Wind caused Tali's lavender cowl to flap against her faceplate. Her eyes fell on an old-style billboard beside the highway ramp in front of her. The digital advertising panels had long been deprived of power, but the printed sign still displayed is original, faded message. A quarian family sat around a table filled with fruits, meats and bread, their faces free from any filtration apparatus, their hair flowing freely from their heads. They beamed happily at one another while a shiny white geth platform refilled the glass of the smiling mother.
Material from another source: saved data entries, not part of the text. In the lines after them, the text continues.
PR #29991, opened 2024-06-13
feat: add hashcache to pbss difflayer

will-2012:
### Description

In the native transfer test scenario, we found that the bottleneck of pbss trienode reading is the recursive query of the 128-layer difflayer. The current PR is mainly to optimize the pbss trienode reading latency.

### Rationale

In difflayer, a new cache map with node hash as key is added. The Node interface gives priority to accessing the cache. If a hit is found, it is returned directly. If it is not found, the disklayer is queried. Compared with the recursive query of the 128-layer difflayer, this cache query is O(1). The original query path is optimized, and most of them are fastpath.
The cache is added when the difflayer is added to the layertree and is released when the difflayer is merged into the disklayer.

### Performance

image

Test scenario: 1 million accounts were randomly selected from 25 million accounts, and native transfer transactions were performed at 600qps. The difflayer cache optimization effect was significant, and the validation phase was reduced from 450ms to 100ms.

In the background another platform stood at a kitchen sink full of dirty pots and pans. Printed in Khelish above them all read the words "Let us do the work for you!"
Tali slid from Blue's hands to collapse on the ground, her legs tangled beneath her.
The geth platform looked at the immobile creator sitting at its feet. Swirls of dust blew around them and through the streets of the dead city. It queried the entire collective. What should they do next? The creator's vital signs were all at extreme levels, but her cognitive activity had dropped to nothing. Lacking direction from either Tali or the collective, Platform Two sat next to the quarian to await consensus.